Late one night, I found myself Googling Botox– something I can honestly say I have never looked up before. I was the kind of person – when I was a younger kind of person – who scoffed at these things, I wondered why people would even consider injecting all these chemicals into their faces. But now, it seems that I’m a different kind of person, that even though I decided I didn’t want to go down that route – not only the chemicals but fear of needles and the ongoing cost – I understand why people do and I’ve (thankfully) lost my judgement around it. My Google search – naturally – resulted in a flood of reels in my Instagram feed of women with dewy skin advertising every kind of skin care remedy under the sun. Of course, it is all unproven – I am not old or young enough to believe everything I read on the internet – but, perfectly curated as it is, this advertising is designed to set off my “Messy Middle” alarm of looking old, which is does. And so I find myself spending about the same as what I make writing this column on a serum that I’ve been using for about a year now. I can’t tell you that it works, but I can’t tell you that it doesn’t work either. I have noticed that my obsession with my wrinkles seems to have lessened. It could be the serum, or it could be that I’m doing less on Zoom as we get back to real life.

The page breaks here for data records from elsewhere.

PR #3343, opened 2024-02-09
fix(upgrade-dependencies): unnecessary attempts to upgrade versions in package.json

mrgrain:
When `some-dep@^10` is added as a dependency, it is incorrectly included in the list of to-be-upgraded dependencies. This was due to a bug in a boolean expression; with the the code comment stating the clear intention to exclude them.

The reason for this is that ncu would upgrade `some-dep@^10` to a later version. But `projen default` would then revert back to the version defined in code.

While fixing the issue, I realized that while we need to exclude these deps from ncu, we still want them to be included in the package manager upgrade command, so that they receive the latest version for the given version constraint.

---

### DIFF
--- a/.projen/tasks.json
+++ b/.projen/tasks.json
@@ -398,13 +398,13 @@
       },
       "steps": [
         {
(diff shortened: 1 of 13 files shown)


kaizencc (approved):
Depedencies :)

It could even be that holy grail of acceptance. But whatever it is, I’ll take it.
Today, walking back from a pre-op appointment at my surgeon’s office, I heard the Baz Luhrmann song Sunscreen, a song I love, a song I haven’t heard for a long time before today. As I listened to the words anew – the reminder that I, too, will get old – it reinforced the thoughts that had been taking shape in my head for this article, that all of this starts with acceptance. I may not like the changes to my body, I might want to turn the clock back ten years, or more, but until I accept these physical changes until I accept where I am, I will spend my time in resistance, looking back to a version of myself that is no longer who I am.
The truth is I am not young anymore – my body has been on this earth for 48 years and there are consequences of that – but I am not old either. I don’t have to be in the past and - unless it’s planning for my financial security or a longer-term goal - I don’t have to be in the future either. I can stand here on my 48-year-old feet – feet that look the same as my 28-year-old feet did, just saying – right where I am, in the middle, with all its messiness.